Collected data entries:

Issue #222, opened 2025-04-07
Enhance panzoom controls for mobile and trackpad use


aganders3:
Yes, I think it should either be configurable, or we should look into some convention. I just felt like the zooming was sluggish so I increased it a bit.

It also is a fixed number per wheel event, but I think we might be able to use the actual `deltaY` value to do something more natural feeling.

_Originally posted by @aganders3 in https://github.com/chanzuckerberg/imaging-active-learning/pull/220#discussion_r2031578275_

aganders3:
Also note zoom does not work on mobile - we need to map the panzoom controls to touch events as well.

PR #285, opened 2025-06-24
Fix pan-zoom controls when leaving the canvas

### LINKED ISSUE #284: Pan-zoom controls behave unexpectedly when leaving the canvas
Steps to reproduce on macOS 15.5, Chrome (37.0.7151.120 (Official Build) (arm64))

1. Run an example with pan-zoom controls (e.g. `image2d_from_omezarr5d_u16`).
2. Click and hold the left mouse button to start panning.
3. Move the mouse cursor outside of the canvas (e.g. by moving it out of the window).
4. Release the left mouse button.
5. Move the mouse cursor back onto the canvas.

After (5) you should notice that the controls continue to pan, whereas I would expect them not too because the button has been released.

A variant of this issue can be found in the react component, where there are elements that overlap with the canvas that absorb the mouse events in a way that is similar to leaving the canvas.

andy-sweet:
### Summary
In `PanZoomControls` this change now uses pointer events instead of mouse events and treats the `pointercancel` event in the same way as a `pointerup` event, which prevents the surprising and undesirable behavior described in #284. Another benefit of using pointer events is that we can capture and release the pointer event ID, which allows us to continue responding to pointer events when the pointer is down but strictly outside the target.

### Related Issue
Closes #284

### Tests & Checks
I manually tested an example with pan-zoom controls and the main React component.

### DIFF
--- a/packages/core/src/objects/cameras/controls.ts
+++ b/packages/core/src/objects/cameras/controls.ts
@@ -43,9 +43,9 @@ export class PanZoomControls implements CameraControls {
         (event: Event) => this.wheel(event as WheelEvent, clientToWorld),
       ],
       [
-        "mousedown",
+        "pointerdown",
         (event: Event) =>
-          this.mousedown(event as MouseEvent, target, clientToWorld),
+          this.pointerdown(event as PointerEvent, target, clientToWorld),
       ],
     ];
   }
@@ -66,17 +66,23 @@ export class PanZoomControls implements CameraControls {
     this.pan(deltaWorld);
   }
 
-  private mousedown(
-    event: MouseEvent,
+  private pointerdown(
+    event: PointerEvent,
     target: EventTarget,
     clientToWorld: ClientToWorld
   ) {
     const clientStart = vec2.fromValues(event.clientX, event.clientY);
     const worldStart = clientToWorld(clientStart, this.clipDepth);
+    const pointerId = event.pointerId;
 
-    const onMouseMove = (event: Event) => {
-      if (!(event instanceof MouseEvent)) {
-        throw new Error("Expected MouseEvent");
+    // capture the pointer to ensure we receive events even when outside the element
+    if (target instanceof Element) {
+      target.setPointerCapture(pointerId);
+    }
+
+    const onPointerMove = (event: Event) => {
+      if (!(event instanceof PointerEvent) || event.pointerId !== pointerId) {
+        return;
       }
       const clientPos = vec2.fromValues(event.clientX, event.clientY);
       const worldPos = clientToWorld(clientPos, this.clipDepth);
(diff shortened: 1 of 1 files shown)


andy-sweet:
@aganders3 : I assigned you as a reviewer because you originally wrote these controls. Other comments and reviews are welcome.

aganders3:
Thanks for calling this out and starting a fix! This change does feel like an improvement, but I am concerned about the issue with overlapping canvas elements.

As an alternative I found [`setPointerCapture`](https://developer.mozilla.org/en-US/docs/Web/API/Element/setPointerCapture), which I think may be more appropriate here. This allows the canvas to continue responding to events after mousing out of the canvas. So for example you can keep panning the image when your mouse moves out as long as you keep holding down the button.

I'm not sure I fully understand how to use the API but the behavior with these changes feels natural to me. I pushed to a separate branch based on this one: https://github.com/chanzuckerberg/idetik/compare/andy-sweet/fix-controls...aganders3/fix-controls

What do you think?

andy-sweet:
> I pushed to a separate branch based on this one: [andy-sweet/fix-controls...aganders3/fix-controls](https://github.com/chanzuckerberg/idetik/compare/andy-sweet/fix-controls...aganders3/fix-controls)

It's generous to say that's based on this branch, but I'll take it!

> What do you think?

I like the behavior. It implements a similar idea I had in the PR description, but did not investigate further:

> To avoid this side-effect, we could consider capturing some information on leaving that we could use on entering, but this feels fragile, so I avoided it for now.

I also think using pointer events instead of mouse events might have some advantages when it comes to supporting other input devices, so let's go with your approach.

Do you want to create a new PR or merge your branch in here?

aganders3:
I'm happy to just push it here! It's based on your branch in that I pulled your branch to test, and edited it. 😅

> I also think using pointer events instead of mouse events might have some advantages when it comes to supporting other input devices

I hope so - it would be great to add "pinch to zoom" soon! Of course we have an issue for this in #222 but I've done basically zero research on it.

aganders3 (approved):
I guess now I'm not sure how valuable a review from me is. This seems like only an improvement to me though.

packages/core/src/objects/cameras/controls.ts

• [Problem details]: Restate every record exactly, leaving nothing out.

• [Response to this exercise]:
Issue #222, opened 2025-04-07
Enhance panzoom controls for mobile and trackpad use


aganders3:
Yes, I think it should either be configurable, or we should look into some convention. I just felt like the zooming was sluggish so I increased it a bit.

It also is a fixed number per wheel event, but I think we might be able to use the actual `deltaY` value to do something more natural feeling.

_Originally posted by @aganders3 in https://github.com/chanzuckerberg/imaging-active-learning/pull/220#discussion_r2031578275_

aganders3:
Also note zoom does not work on mobile - we need to map the panzoom controls to touch events as well.

PR #285, opened 2025-06-24
Fix pan-zoom controls when leaving the canvas

### LINKED ISSUE #284: Pan-zoom controls behave unexpectedly when leaving the canvas
Steps to reproduce on macOS 15.5, Chrome (37.0.7151.120 (Official Build) (arm64))

1. Run an example with pan-zoom controls (e.g. `image2d_from_omezarr5d_u16`).
2. Click and hold the left mouse button to start panning.
3. Move the mouse cursor outside of the canvas (e.g. by moving it out of the window).
4. Release the left mouse button.
5. Move the mouse cursor back onto the canvas.

After (5) you should notice that the controls continue to pan, whereas I would expect them not too because the button has been released.

A variant of this issue can be found in the react component, where there are elements that overlap with the canvas that absorb the mouse events in a way that is similar to leaving the canvas.

andy-sweet:
### Summary
In `PanZoomControls` this change now uses pointer events instead of mouse events and treats the `pointercancel` event in the same way as a `pointerup` event, which prevents the surprising and undesirable behavior described in #284. Another benefit of using pointer events is that we can capture and release the pointer event ID, which allows us to continue responding to pointer events when the pointer is down but strictly outside the target.

### Related Issue
Closes #284

### Tests & Checks
I manually tested an example with pan-zoom controls and the main React component.

### DIFF
--- a/packages/core/src/objects/cameras/controls.ts
+++ b/packages/core/src/objects/cameras/controls.ts
@@ -43,9 +43,9 @@ export class PanZoomControls implements CameraControls {
         (event: Event) => this.wheel(event as WheelEvent, clientToWorld),
       ],
       [
-        "mousedown",
+        "pointerdown",
         (event: Event) =>
-          this.mousedown(event as MouseEvent, target, clientToWorld),
+          this.pointerdown(event as PointerEvent, target, clientToWorld),
       ],
     ];
   }
@@ -66,17 +66,23 @@ export class PanZoomControls implements CameraControls {
     this.pan(deltaWorld);
   }
 
-  private mousedown(
-    event: MouseEvent,
+  private pointerdown(
+    event: PointerEvent,
     target: EventTarget,
     clientToWorld: ClientToWorld
   ) {
     const clientStart = vec2.fromValues(event.clientX, event.clientY);
     const worldStart = clientToWorld(clientStart, this.clipDepth);
+    const pointerId = event.pointerId;
 
-    const onMouseMove = (event: Event) => {
-      if (!(event instanceof MouseEvent)) {
-        throw new Error("Expected MouseEvent");
+    // capture the pointer to ensure we receive events even when outside the element
+    if (target instanceof Element) {
+      target.setPointerCapture(pointerId);
+    }
+
+    const onPointerMove = (event: Event) => {
+      if (!(event instanceof PointerEvent) || event.pointerId !== pointerId) {
+        return;
       }
       const clientPos = vec2.fromValues(event.clientX, event.clientY);
       const worldPos = clientToWorld(clientPos, this.clipDepth);
(diff shortened: 1 of 1 files shown)


andy-sweet:
@aganders3 : I assigned you as a reviewer because you originally wrote these controls. Other comments and reviews are welcome.

aganders3:
Thanks for calling this out and starting a fix! This change does feel like an improvement, but I am concerned about the issue with overlapping canvas elements.

As an alternative I found [`setPointerCapture`](https://developer.mozilla.org/en-US/docs/Web/API/Element/setPointerCapture), which I think may be more appropriate here. This allows the canvas to continue responding to events after mousing out of the canvas. So for example you can keep panning the image when your mouse moves out as long as you keep holding down the button.

I'm not sure I fully understand how to use the API but the behavior with these changes feels natural to me. I pushed to a separate branch based on this one: https://github.com/chanzuckerberg/idetik/compare/andy-sweet/fix-controls...aganders3/fix-controls

What do you think?

andy-sweet:
> I pushed to a separate branch based on this one: [andy-sweet/fix-controls...aganders3/fix-controls](https://github.com/chanzuckerberg/idetik/compare/andy-sweet/fix-controls...aganders3/fix-controls)

It's generous to say that's based on this branch, but I'll take it!

> What do you think?

I like the behavior. It implements a similar idea I had in the PR description, but did not investigate further:

> To avoid this side-effect, we could consider capturing some information on leaving that we could use on entering, but this feels fragile, so I avoided it for now.

I also think using pointer events instead of mouse events might have some advantages when it comes to supporting other input devices, so let's go with your approach.

Do you want to create a new PR or merge your branch in here?

aganders3:
I'm happy to just push it here! It's based on your branch in that I pulled your branch to test, and edited it. 😅

> I also think using pointer events instead of mouse events might have some advantages when it comes to supporting other input devices

I hope so - it would be great to add "pinch to zoom" soon! Of course we have an issue for this in #222 but I've done basically zero research on it.

aganders3 (approved):
I guess now I'm not sure how valuable a review from me is. This seems like only an improvement to me though.

packages/core/src/objects/cameras/controls.ts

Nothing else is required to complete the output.